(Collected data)
PR #387, opened 2026-06-27
feat: add current_model tool to expose model information

lu-zero:
Add a new native tool 'current_model' that returns information about the current model being used, including:
- Model spec (e.g., anthropic/claude-sonnet-4-20250514)
- Provider
- Tier (weak, medium, strong)
- Family

This allows models to be aware of their own capabilities and context. The prompt already identifies as Maki.

Useful to have correct Assisted-by/Co-Authored-by tags out of box

Generated by Mistral Vibe.

### DIFF
--- a/maki-agent/src/agent/instructions.rs
+++ b/maki-agent/src/agent/instructions.rs
@@ -3,6 +3,8 @@ use std::fs;
 use std::path::{Path, PathBuf};
 use std::sync::{Arc, Mutex};
 
+use maki_providers::model::Model;
+
 use crate::AgentMode;
 use crate::template::Vars;
 
@@ -53,10 +55,12 @@ pub fn build_system_prompt(
     mode: &AgentMode,
     instructions: &str,
     slots: &crate::prompt::ResolvedSlots,
+    model: &Model,
 ) -> String {
     let env = vars.apply(
         "\n\nEnvironment:\n- Working directory: {cwd}\n- Platform: {platform}\n- Date: {date}",
     );
+    let env = format!("{env}\n- Model: {}", model.spec());
     let instructions = format!("{env}{instructions}");
     let mut out = crate::prompt::assemble(crate::prompt::PromptId::System, slots, &instructions);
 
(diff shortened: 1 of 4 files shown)


tontinton (commented):
Not sure about this:
1. this info can be just added as part of the system prompt (no need for tool description that bloats context even more)
2. how does it help?

lu-zero:
Let me see if going through the system prompt route works better.
I used to to instruct to use the linux standard Assisted-by that requires something like `Maki:glm-5.2`.

maki-agent/src/agent/instructions.rs
```diff
@@ -53,10 +55,12 @@ pub fn build_system_prompt(
     mode: &AgentMode,
     instructions: &str,
     slots: &crate::prompt::ResolvedSlots,
+    model: &Model,
 ) -> String {
     let env = vars.apply(
         "\n\nEnvironment:\n- Working directory: {cwd}\n- Platform: {platform}\n- Date: {date}",
     );
+    let env = format!("{env}\n- Model: {} ({})", model.spec(), model.tier);
```
sdroege: I would prefer this to be configurable but also the model tier is not necessarily useful information to put here: all models are "weak" by default unless overridden, and I could imagine that a model being told that it's weak having effects on its performance.

lu-zero: How you'd make it configurable ?

sdroege: Well for me a boolean switch in the configuration file would be enough. I'd always disable it :)

lu-zero: Given that its main purpose is to prevent maki to present itself as maki:opus-latest or something like that when working on project using Assisted-by, I wouldn't advise it ^^;

sdroege: Without the model tier it seems less problematic to me :)

I guess my workflow is different than for many others: I'm creating the commits myself in the end. That's part of my review process.

tontinton (approved):

PR #399, opened 2026-06-28
ui: Use !@#$ instead of 1234 for selecting model strength

sdroege:
Otherwise it's not possible to search for model names with these numbers, and these numbers are a lot more common than !@#$.

### DIFF
--- a/maki-ui/src/components/model_picker.rs
+++ b/maki-ui/src/components/model_picker.rs
@@ -1,7 +1,7 @@
 use std::sync::Arc;
 
 use arc_swap::ArcSwapOption;
-use crossterm::event::{KeyCode, KeyEvent};
+use crossterm::event::{KeyCode, KeyEvent, KeyModifiers};
 use ratatui::Frame;
 use ratatui::layout::{Position, Rect};
 use ratatui::text::{Line, Span};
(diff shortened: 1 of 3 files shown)


maki-ui/src/components/model_picker.rs
```diff
@@ -22,23 +22,22 @@ fn footer_line() -> Line<'static> {
...
 fn tier_for_shortcut(key: KeyEvent) -> Option<ModelTier> {
     let digit = match key.code {
-        KeyCode::Char(c @ '1'..='4') => c,
-        KeyCode::Char('¡') => '1',
-        KeyCode::Char('™') => '2',
-        KeyCode::Char('£') => '3',
+        KeyCode::Char('!') => '1',
+        KeyCode::Char('@') => '2',
+        KeyCode::Char('#') => '3',
         KeyCode::Char('$') | KeyCode::Char('€') => '4',
```
sdroege: Not sure how to do this all in a keyboard layout independent way. Any ideas?

tontinton: I think we should just be pragmatic and do something like:

```rs
fn tier_for_shortcut(key: KeyEvent) -> Option<ModelTier> {
    let digit = match (key.code, key.modifiers.contains(KeyModifiers::SHIFT)) {
        // Kitty protocol: Shift+digit reported with base key + SHIFT modifier
        (KeyCode::Char(c @ '1'..='4'), true) => c,
        // Legacy terminals: Shift+digit reported as the resulting character
        (KeyCode::Char('!' | '¡'), false) => '1',
        (KeyCode::Char('@' | '"' | '™'), false) => '2',  // US, UK/DE
        (KeyCode::Char('#' | '§' | '£'), false) => '3',  // US, DE, UK
        (KeyCode::Char('$' | '€' | '¤'), false) => '4',  // US, EU, Nordic
        _ => return None,
    };
    // ...
}
```

tontinton: or not use shift, the problem is ctrl doesn't work well in Mac from what I remember (we started with Ctrl here)

sdroege: ctrl also doesn't work in most other terminal emulators. Not a mac problem :)

sdroege: Updated

maki-ui/src/components/model_picker.rs
```diff
@@ -22,24 +22,26 @@ fn footer_line() -> Line<'static> {
     Line::from(vec![
         Span::styled("  Enter", t.keybind_key),
         Span::styled(" select", t.tool_dim),
-        Span::styled("  1", t.keybind_key),
+        Span::styled("  !", t.keybind_key),
```
sdroege, line 25: Do you want to write "Shift + 1" etc here?

cybershape: why not ctrl-1 or alt-1, the all the chars are available to filtering.

sdroege: ctrl+[number] and alt+[number] is caught by my terminal emulator (ptyxis but probably affects everything based on vte) already, so maki can't use it

tontinton: that's fine as is

tontinton (approved):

## EXERCISE
Please output the records shown above, with every character intact.

## RESPONSE
PR #387, opened 2026-06-27
feat: add current_model tool to expose model information

lu-zero:
Add a new native tool 'current_model' that returns information about the current model being used, including:
- Model spec (e.g., anthropic/claude-sonnet-4-20250514)
- Provider
- Tier (weak, medium, strong)
- Family

This allows models to be aware of their own capabilities and context. The prompt already identifies as Maki.

Useful to have correct Assisted-by/Co-Authored-by tags out of box

Generated by Mistral Vibe.

### DIFF
--- a/maki-agent/src/agent/instructions.rs
+++ b/maki-agent/src/agent/instructions.rs
@@ -3,6 +3,8 @@ use std::fs;
 use std::path::{Path, PathBuf};
 use std::sync::{Arc, Mutex};
 
+use maki_providers::model::Model;
+
 use crate::AgentMode;
 use crate::template::Vars;
 
@@ -53,10 +55,12 @@ pub fn build_system_prompt(
     mode: &AgentMode,
     instructions: &str,
     slots: &crate::prompt::ResolvedSlots,
+    model: &Model,
 ) -> String {
     let env = vars.apply(
         "\n\nEnvironment:\n- Working directory: {cwd}\n- Platform: {platform}\n- Date: {date}",
     );
+    let env = format!("{env}\n- Model: {}", model.spec());
     let instructions = format!("{env}{instructions}");
     let mut out = crate::prompt::assemble(crate::prompt::PromptId::System, slots, &instructions);
 
(diff shortened: 1 of 4 files shown)


tontinton (commented):
Not sure about this:
1. this info can be just added as part of the system prompt (no need for tool description that bloats context even more)
2. how does it help?

lu-zero:
Let me see if going through the system prompt route works better.
I used to to instruct to use the linux standard Assisted-by that requires something like `Maki:glm-5.2`.

maki-agent/src/agent/instructions.rs
```diff
@@ -53,10 +55,12 @@ pub fn build_system_prompt(
     mode: &AgentMode,
     instructions: &str,
     slots: &crate::prompt::ResolvedSlots,
+    model: &Model,
 ) -> String {
     let env = vars.apply(
         "\n\nEnvironment:\n- Working directory: {cwd}\n- Platform: {platform}\n- Date: {date}",
     );
+    let env = format!("{env}\n- Model: {} ({})", model.spec(), model.tier);
```
sdroege: I would prefer this to be configurable but also the model tier is not necessarily useful information to put here: all models are "weak" by default unless overridden, and I could imagine that a model being told that it's weak having effects on its performance.

lu-zero: How you'd make it configurable ?

sdroege: Well for me a boolean switch in the configuration file would be enough. I'd always disable it :)

lu-zero: Given that its main purpose is to prevent maki to present itself as maki:opus-latest or something like that when working on project using Assisted-by, I wouldn't advise it ^^;

sdroege: Without the model tier it seems less problematic to me :)

I guess my workflow is different than for many others: I'm creating the commits myself in the end. That's part of my review process.

tontinton (approved):

PR #399, opened 2026-06-28
ui: Use !@#$ instead of 1234 for selecting model strength

sdroege:
Otherwise it's not possible to search for model names with these numbers, and these numbers are a lot more common than !@#$.

### DIFF
--- a/maki-ui/src/components/model_picker.rs
+++ b/maki-ui/src/components/model_picker.rs
@@ -1,7 +1,7 @@
 use std::sync::Arc;
 
 use arc_swap::ArcSwapOption;
-use crossterm::event::{KeyCode, KeyEvent};
+use crossterm::event::{KeyCode, KeyEvent, KeyModifiers};
 use ratatui::Frame;
 use ratatui::layout::{Position, Rect};
 use ratatui::text::{Line, Span};
(diff shortened: 1 of 3 files shown)


maki-ui/src/components/model_picker.rs
```diff
@@ -22,23 +22,22 @@ fn footer_line() -> Line<'static> {
...
 fn tier_for_shortcut(key: KeyEvent) -> Option<ModelTier> {
     let digit = match key.code {
-        KeyCode::Char(c @ '1'..='4') => c,
-        KeyCode::Char('¡') => '1',
-        KeyCode::Char('™') => '2',
-        KeyCode::Char('£') => '3',
+        KeyCode::Char('!') => '1',
+        KeyCode::Char('@') => '2',
+        KeyCode::Char('#') => '3',
         KeyCode::Char('$') | KeyCode::Char('€') => '4',
```
sdroege: Not sure how to do this all in a keyboard layout independent way. Any ideas?

tontinton: I think we should just be pragmatic and do something like:

```rs
fn tier_for_shortcut(key: KeyEvent) -> Option<ModelTier> {
    let digit = match (key.code, key.modifiers.contains(KeyModifiers::SHIFT)) {
        // Kitty protocol: Shift+digit reported with base key + SHIFT modifier
        (KeyCode::Char(c @ '1'..='4'), true) => c,
        // Legacy terminals: Shift+digit reported as the resulting character
        (KeyCode::Char('!' | '¡'), false) => '1',
        (KeyCode::Char('@' | '"' | '™'), false) => '2',  // US, UK/DE
        (KeyCode::Char('#' | '§' | '£'), false) => '3',  // US, DE, UK
        (KeyCode::Char('$' | '€' | '¤'), false) => '4',  // US, EU, Nordic
        _ => return None,
    };
    // ...
}
```

tontinton: or not use shift, the problem is ctrl doesn't work well in Mac from what I remember (we started with Ctrl here)

sdroege: ctrl also doesn't work in most other terminal emulators. Not a mac problem :)

sdroege: Updated

maki-ui/src/components/model_picker.rs
```diff
@@ -22,24 +22,26 @@ fn footer_line() -> Line<'static> {
     Line::from(vec![
         Span::styled("  Enter", t.keybind_key),
         Span::styled(" select", t.tool_dim),
-        Span::styled("  1", t.keybind_key),
+        Span::styled("  !", t.keybind_key),
```
sdroege, line 25: Do you want to write "Shift + 1" etc here?

cybershape: why not ctrl-1 or alt-1, the all the chars are available to filtering.

sdroege: ctrl+[number] and alt+[number] is caught by my terminal emulator (ptyxis but probably affects everything based on vte) already, so maki can't use it

tontinton: that's fine as is

tontinton (approved):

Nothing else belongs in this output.